Another Country

Another Country Study Guide

Another Country is a novel by noted American author James Baldwin, first published in 1962 by Dial Press. It took Baldwin over thirteen years to write, and he finished it in Istanbul on a trip he had taken to break out of his creative stalemate.

Another Country is set in 1950s Greenwich Village, and explores many themes considered risky at the time of publication, including bisexuality, interracial couples, and infidelity.

The book centers around Rufus Scott, a Black jazz drummer in New York City. Rufus starts a relationship with Leona, a white woman, with whom he becomes deeply enamored; however, he also begins to beat her. After she is eventually admitted to a mental hospital and his life deteriorates, Rufus commits suicide by jumping off the George Washington Bridge. The novel examines the relationships between Rufus's friends after his death.

The novel was a bestseller but received mixed reviews and was banned in New Orleans and Australia for obscene content. Australian officials admitted to admiring Baldwin, but said his work was “continually smeared with indecent, offensive and dirty epithets and allusions.”

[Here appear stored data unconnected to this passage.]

PR #74, opened 2020-08-05
Prevent css prop from appearing on the dom

hadihallak:
Before this fix, the css prop would get passed to the actual dom element so this fixes it so that it doesn't show up on the dom just like variants.


peduarte:
Looks like @christianalfoni has done this as part of his `pocs`, so maybe we can close this PR

@christianalfoni can you confirm?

On the novel’s reception, Baldwin told Studs Terkel, it was “very bewildering... I don't know what I expected. Umm, I like the book myself. Of course one has to say that. But I mean I do. Umm, it seems to frighten some people. Why, it's very hard to say since in some way I draw, I like to frighten me first and now I can't remember precisely where my areas of distress were. You know when I was working it out, because it's something you blot out of your memory, I think. People think -- seem to think of it as a very harsh and bitter book and in some ways it is. But, umm, in my own mind anyway, it's a very affirmative book and if I may be corny about it, you know, it's meant to be bitter when it's bitter the way medicine is bitter. I'm trying to excavate, if I can use that word, something about what is really happening in America, according to me and from my very limited point of view, my limited vision, which is hardly ever expressed and it's really a book about the nature of the American loneliness and the -- and how dangerous that is. How hard it is here for people to establish any real communion with each other and the chances they have to take in order to do it.”